Opposition lawmakers are calling for a change of strategy in Ciudad Juarez, and Mexican President Felipe Calderon, who dispatched thousands of troops there last year to clamp down on killings, vowed on Tuesday to respond.

"The federal government will analyze extending and strengthening its strategy in Ciudad Juarez," Calderon said in a speech in Tokyo during an official visit to Japan.

He declined to give details, but signaled a bigger emphasis on social issues and not just a crackdown on crime.

More than 17,000 people have died in drug gang violence across Mexico since Calderon launched his military assault on cartels in late 2006. The escalating bloodshed is a worry for the U.S. government, foreign investors and tourists alike.

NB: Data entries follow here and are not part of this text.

PR #417, opened 2023-05-11
[ENH] Refactor sax

### LINKED ISSUE #257: [ENH] Breakpoints calculation in SAX
In [this line](https://github.com/aeon-toolkit/aeon/blob/548dd73153a6277d456b0ae1bd8fb545d74385de/aeon/transformations/panel/dictionary_based/_sax.py#L175)
it seems that the breakpoints for the SAX algorithm are hardcoded, someone correct me if am wrong. If this is the case, why dont we do it using the scipy.norm.ppf ? as it does generate the breakpoints we need for the algorithm. As follows:

`scipy.norm.ppf(np.arange(1, number_of_segments) / number_of_segments)`

hadifawaz1999:
#### Reference Issues/PRs
Part of #197  and fix #257 

Refactoring SAX to
1. Stop using pandas but uses numpy instead
2. Use scipy to generate the breakpoints
3. Make the distribution used to generate breakpoints controlled by the user
4. Make transformation faster using `np.digitize`
5. Add inverting the SAX to approximate the time series following the chosen distribution (not technical inverse transform)
6. Add test for sax
7. Add example for sax in root

no

The optimization of the code

yes `test_sax.py` in dictionary based panel (collection) transformations

##### For all contributions


aeon/transformations/panel/dictionary_based/_sax.py
```diff
@@ -26,176 +18,132 @@ class SAX(BaseTransformer):
...
-            Nested dataframe with univariate time-series in cells.
+        paa = PAA(n_intervals=self.n_segments)
+        X_paa = paa.fit_transform(X=X)
 
-        Returns
-        -------
-        dims: Pandas data frame with first dimension in column zero
-        """
-        X = X.squeeze(1)
+        self.breakpoints, self.breakpoints_mid = self._generate_breakpoints(
```
patrickzib, line 92: Why are breakpoints generated in transform? Shouldn't this be done once in the constructor and then the same breakpoints are used in transform?

aeon/transformations/panel/dictionary_based/_sax.py
```diff
@@ -26,176 +18,132 @@ class SAX(BaseTransformer):
...
+            alphabet_size=self.alphabet_size,
+            distribution=self.distribution,
+            distribution_params=self.distribution_params,
+        )
+
+        return self._inverse_sax_symbols(
+            self._get_sax_symbols(X_paa=X_paa), series_length=series_length
+        )
+
+    def _get_sax_symbols(self, X_paa):
```
patrickzib, line 102: add @njit to it?

aeon/transformations/panel/dictionary_based/_sax.py
```diff
@@ -26,176 +18,132 @@ class SAX(BaseTransformer):
...
+        # the -1 is because breakpoints have self.alphabet_size - 1 elements
 
-        bags = pd.DataFrame()
-        dim = []
+        return sax_symbols
 
-        for i in range(n_instances):
-            bag = {}
-            lastWord = -1
+    def _inverse_sax_symbols(self, sax_symbols, series_length):
```
patrickzib, line 114: Could you add documentation to the method?

aeon/transformations/panel/dictionary_based/_sax.py
patrickzib, line 102: Could you add documentation to the method?

aeon/transformations/panel/dictionary_based/_sax.py
```diff
@@ -26,176 +18,132 @@ class SAX(BaseTransformer):
...
-        dims: Pandas data frame with first dimension in column zero
-        """
-        X = X.squeeze(1)
+        self.breakpoints, self.breakpoints_mid = self._generate_breakpoints(
+            alphabet_size=self.alphabet_size,
+            distribution=self.distribution,
+            distribution_params=self.distribution_params,
+        )
+
+        return self._inverse_sax_symbols(
```
patrickzib, line 98: Could you explain what this line does? :)

aeon/transformations/panel/dictionary_based/_sax.py
```diff
@@ -26,176 +18,132 @@ class SAX(BaseTransformer):
...
+        )
+
+    def _get_sax_symbols(self, X_paa):
+        sax_symbols = np.zeros(X_paa.shape, dtype=int) - 1
 
-        if self.alphabet_size < 2 or self.alphabet_size > 4:
-            raise RuntimeError("Alphabet size must be an integer between 2 and 4")
-        if self.word_length < 1 or self.word_length > 16:
-            raise RuntimeError("Word length must be an integer between 1 and 16")
+        for i_bp, bp in enumerate(self.breakpoints):
```
patrickzib, line 105: Is this the same as: `np.digitize`?
https://numpy.org/doc/stable/reference/generated/numpy.digitize.html

patrickzib (changes requested):
Nice. Thank you. WOuld be even better if we used @njit and/or numpy methods like `np.digitize`

aeon/transformations/panel/dictionary_based/_sax.py
hadifawaz1999: Yes you are right did not think of that, thanks for noting that out

aeon/transformations/panel/dictionary_based/_sax.py
hadifawaz1999: Actually there is a version with numba usage njit, its [this commit](https://github.com/aeon-toolkit/aeon/pull/417/commits/eb18f88bb6f00b56fc1a3595cdf334892672ed7f), i did a time analysis on this commit and without using numba, it didnt change the time or make it any faster. The only thing is the code becomes with a lot of details not needed so i decided to drop njit, what do you think ?

aeon/transformations/panel/dictionary_based/_sax.py
hadifawaz1999: will do

aeon/transformations/panel/dictionary_based/_sax.py
hadifawaz1999: basically, if SAX transforms a time series of length 10 to a series of length 5 (n_segments=5), you may need the original length back.

For example if you TS in sax form gave (a, b,a,c,c) and your original length is 10, then the inverse transform will give you (a,a,b,b,a,a,c,c,c,c) this is the idea used in tslearn, the only difference is that i use them both togethere (check return of transform function). Let me know if you prefer to keep them separated such as in tslearn implementation.

aeon/transformations/panel/dictionary_based/_sax.py
hadifawaz1999: I never heard of this function my bad :) will look into it and see if i can add it here

aeon/transformations/panel/dictionary_based/_sax.py
hadifawaz1999: will do

aeon/transformations/panel/dictionary_based/_sax.py
patrickzib: I see. Never thought of that before. Could you give an example where this might be beneficial?

my personal preference would be to add a parameter that can turn this on and off, with the default being to reduce the dimensionality.

aeon/transformations/panel/dictionary_based/_sax.py
patrickzib: Good point. There is so much framework going on there with the call to PAA. Would be interesting to profile your refactored class to see where most time is spent.

hadifawaz1999: my assumption is that PAA is taking too much time, my goal is to refactor it as well like i did for SAX because I noticed that the output of PAA in aeon is different than tslearn.

aeon/transformations/panel/dictionary_based/_sax.py
hadifawaz1999: Well actually when applying sax transform it generates a symbol which in this case will just be an index pointing to the breakpoint value.

For example if we have only 1 breakpoint which  is 0, if the time series value is positive it will be replaces by 1 and if it is negative it will be replaces by 0.
This is the way SAX will make the time series in a more 'digital' space instead of a continuous one.

However, you may don't want to represent each segment by an index that points to the breakpoint, maybe you want a real value to represent each segment, in this case you need to define the middle points between the breakpoints interval. For instance if your alphabet size is 2, your breakpoint will be 0 defining 2 intervals, `]-inf,0]` and `]0,+inf[`. For each segment value given by PAA we will compare the value `x` to 0, if its positive we want it to be replaced this time by a real value that represents this interval `]0,+inf[`. The formula of the calculation is taken from the `tslearn` implementation actually  and this was my understanding of the inverse function. This can be helpful where you want to represent the values of the time segment by a single real value, this value is chosen by creating the breakpoints thresholds. For example in the figure below you can see this being applied on a UCR example, its a way of going back to a continuous form but also still in an approximation form using Gaussian values. So its not completely the inverse because it is not able to give you the orignal time series of course.
image

Basically its like defining that each 10 consecutive time stamps (segment length) can be represented by one real value, kind of like a sampling theorem. This is the the way PAA does it, but going also through SAX will have the Gaussian distribution representation instead of only averaging the segment values.

Am not sure if it makes sense what I just explained, I completely understand if it doesn't because it took me some time to understand the concept of this implementation before i decided to port it in. I even have an application for it that I wanted to try, where I use a VAE to go from this discritized space to the original one, modeling it as a generative model from discrete to continuous space using SAX symbols.

But I agree it should be a parameter as you said

patrickzib: Sure, I agree, it makes sense to have the inverse for visualization purposes. :) 

But if SAX is applied as a transformer, I would expect it to reduce dimensionality via PAA (i.e. without padding the length back to the original length). padding to the original length increases memory and does not add much additional information for the downstream task.

Maybe even providing two methods transform and inverse_transform might be best? Not sure how other transformers do this.

patrickzib: IMO transform should return indices.

hadifawaz1999: I agree, it would be better to divide them because usually users will want the original transform for their work.

hadifawaz1999: And actually your proposal of dividing them is what is done in tslearn as well.

hadifawaz1999: will take care of that and will add documentation providing detailed explanation of the purpose of each function

patrickzib: Thank you :)

hadifawaz1999: Should we add the ability for the user to choose the type of the symbols ? What if the user wants the SAX to give back a series of strings for instance. That could be handled easily from the user side but what if its better to make it internal, what do you think @patrickzib ?

patrickzib: True, there are many possible return types:

- Array of Indices (Ints)
- Array of characters (String)
- Concatenated into one large binary number: One Long

In SFA, we store an array of indices internally, when a class parameter is set to TRUE, and always return the long representation of the SFA word. But it does not mean that this has to be the case always.

aeon/transformations/panel/dictionary_based/_sax.py
hadifawaz1999: it is resolved now

aeon/transformations/panel/dictionary_based/_sax.py
hadifawaz1999: all documentation is added to all functions

aeon/transformations/panel/dictionary_based/_sax.py
hadifawaz1999: its taken care of, let me know what you think

aeon/transformations/panel/dictionary_based/_sax.py
hadifawaz1999: It works perfectly in one line :) Thanks for the advise of using `np.digitize` !

aeon/transformations/panel/dictionary_based/_sax.py
```diff
@@ -26,176 +19,194 @@ class SAX(BaseTransformer):
...
+            self.distribution_params_ = (
+                dict(scale=1.0)
+                if self.distribution_params is None
+                else self.distribution_params
+            )
+
+        else:
+            raise NotImplementedError("still not added")
+
+        self.breakpoints, self.breakpoints_mid = self._generate_breakpoints(
```
patrickzib, line 89: One last thought: SAX with Gaussian-breakpoints assumes that the data is z-normalized prior to transform. 

Is that taken care of? Sorry, if I miss it or it is hidden in the PAA-transform. Might be more safe to  apply zscore to the data first?

aeon/transformations/panel/dictionary_based/_sax.py
hadifawaz1999: The issue comes from the fact that the number of segments will not always divide the time series length. Given this issue, we can parametrize PAA in order to choose whether or not to discard or pad the transformation till the last time stamps ignored in the segments repartitions. This can and i think should be done in the paa refactor, and then included in the sax refactor.
Thanks for pointing this out !

aeon/transformations/panel/dictionary_based/_sax.py
hadifawaz1999: It should be good now, i emphasized about the returned symbols and what they represent, let me know if its okay

aeon/transformations/panel/dictionary_based/_sax.py
hadifawaz1999: Thanks for reminding me that, i added a parameter to choose whether or not to z-normalize the input data.

aeon/transformations/panel/dictionary_based/_sax.py
```diff
@@ -26,176 +19,210 @@ class SAX(BaseTransformer):
...
+    distribution : str, default = "Gaussian",
+        the distribution function to use when generating the
+        alphabet
+    distribution_params : dict, default = None,
+        the parameters of the used distribution, if the used
+        distribution is "Gaussian" and this parameter is None
+        then the default setup is {"scale" : 1.0}
+    znormalized : bool, default = True,
+        this parameter is set to True when the input time series
+        are supposed to be z-nromalized, i.e. the mean of each
```
patrickzib, line 39: assumed to be z-normalized
(wording and typo)

aeon/transformations/panel/dictionary_based/_sax.py
```diff
@@ -26,176 +19,210 @@ class SAX(BaseTransformer):
...
+        time series should b 0 and the standard deviation should be
```
patrickzib, line 40: be instead of b (typo)

aeon/transformations/panel/dictionary_based/_sax.py
```diff
@@ -26,176 +19,210 @@ class SAX(BaseTransformer):
...
+        self.breakpoints, self.breakpoints_mid = self._generate_breakpoints(
+            alphabet_size=self.alphabet_size,
+            distribution=self.distribution,
+            distribution_params=self.distribution_params_,
+        )
+
+        super(SAX, self).__init__()
+
+    def _get_paa(self, X):
+        """Transform the input time seires to PAA segments.
```
patrickzib, line 106: series (typo)

aeon/transformations/panel/dictionary_based/_sax.py
```diff
@@ -26,176 +19,210 @@ class SAX(BaseTransformer):
...
-
-    Attributes
+    n_segments : int, default = 8,
+        number of segments for the PAA, each segement is represented
+        by a symbol
+    alphabet_size : int, default = 4,
+        size of the alphabet to be used to create the bag of words
+    distribution : str, default = "Gaussian",
+        the distribution function to use when generating the
+        alphabet
```
patrickzib, line 32: what other values are supported?

patrickzib: I.e. currently only Gaussian is supported.

aeon/transformations/panel/dictionary_based/_sax.py
```diff
@@ -26,176 +19,210 @@ class SAX(BaseTransformer):
...
+
+        if self.distribution == "Gaussian":
+            self.distribution_params_ = (
+                dict(scale=1.0)
+                if self.distribution_params is None
+                else self.distribution_params
+            )
+
+        else:
+            raise NotImplementedError("still not added")
```
patrickzib, line 95: raise NotImplementedError(self.distribution, "is still not added")

aeon/transformations/panel/dictionary_based/_sax.py
```diff
@@ -26,176 +19,210 @@ class SAX(BaseTransformer):
...
+        X : np.ndarray of shape = (n_instances, n_channels, series_length)
+            The input time series
+
+        Returns
+        -------
+        X_paa : np.ndarray of shape = (n_instances, n_channels, n_segments)
+            The output of the PAA transformation
+        """
+        if not self.znormalized:
+            X = scipy.stats.zscore(X, axis=2)
```
patrickzib, line 119: Sorry for asking. Isn't is axis=1? I.e. z-norm is applied for each series.

patrickzib: (or is the input 3d?)

aeon/transformations/panel/dictionary_based/_sax.py
```diff
@@ -216,6 +243,43 @@ def get_test_params(cls, parameter_set="default"):
...
         """
-        # small word length, window size for testing
-        params = {"word_length": 2, "window_size": 4}
+        params = {"n_segments": 10, "alphabet_size": 8}
         return params
+
+
+@njit(parallel=True, fastmath=True)
+def _invert_sax_symbols(sax_symbols, series_length, breakpoints_mid):
+    """Produce the original time series using a Gaussian estimation.
```
patrickzib, line 252: Reconstruct (?) the ...

patrickzib (commented):
Found some minor typos. And zscore is not totally clear to me. If the data is a 2d numpy array, it should be zscore(X, axis=1), I guess? I.e. row-wise. Or is the data assumed to be a 3d numpy array?

aeon/transformations/panel/dictionary_based/_sax.py
hadifawaz1999: I have been meaning to test with other distributions, such as uniform for instance or beta. I can add at least 2 more now, been planning to make them step by step to avoid including a distribution that doesn't make sense to use.

aeon/transformations/panel/dictionary_based/_sax.py
hadifawaz1999: I assumed that aeon does an internal re-shaping, i remember that was the case in the baseClassifier, will check if its the same in transformer

aeon/transformations/panel/dictionary_based/_sax.py
hadifawaz1999: Yes makes sense :p thanks

aeon/transformations/panel/dictionary_based/_sax.py
hadifawaz1999: thanks ! will take care of that

aeon/transformations/panel/dictionary_based/_sax.py
patrickzib: Sure, fine. Just meant to add a docstring saying which ones are supported right now. No need to implement others. :)

hadifawaz1999: Oh okay, will do that then

aeon/transformations/panel/dictionary_based/_sax.py
patrickzib: @TonyBagnall I think, we are planning to remove the reshaping for transformers and accept numpy 2d input? Or what is the current state here?

hadifawaz1999: yeah makes sense to put -1, this way in the future we do not edit it

patrickzib (approved):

Federal police and soldiers set up checkpoints across Ciudad Juarez on Tuesday and military helicopters flew overhead, but similar shows of force have failed to have an impact over the past year.

MOTIVE UNCLEAR

The suspected hitmen jumped out of sport utility vehicles and sprayed bullets at the teenagers, who were celebrating a classmate's birthday at a house in the city, which lies across the border from El Paso, Texas.

Patricia Gonzalez, attorney general for the state of Chihuahua that surrounds Ciudad Juarez, has said the shootings could be linked to drug cartels.

But the city's mayor Jose Reyes Ferriz told local radio on Monday that there was no motive and the shootings were random.

Some 2,650 people were killed in drug violence in Ciudad Juarez last year and cartel murders have jumped since the start of this year.

The city has become the epicenter of Mexico's increasingly violent drug war, as gangs fight over smuggling routes into the United States and access to local addicts.

Over the past two years, heavily armed hitmen have attacked each other on busy city streets and outside schools, strung murdered rivals from bridges and left severed heads outside police buildings. Killings are becoming more indiscriminate as gunmen search for rivals in parties, hospitals and drug rehabilitation centers.

Mexico is the key transit route for U.S.-bound cocaine from South America and a top producer of marijuana and heroin.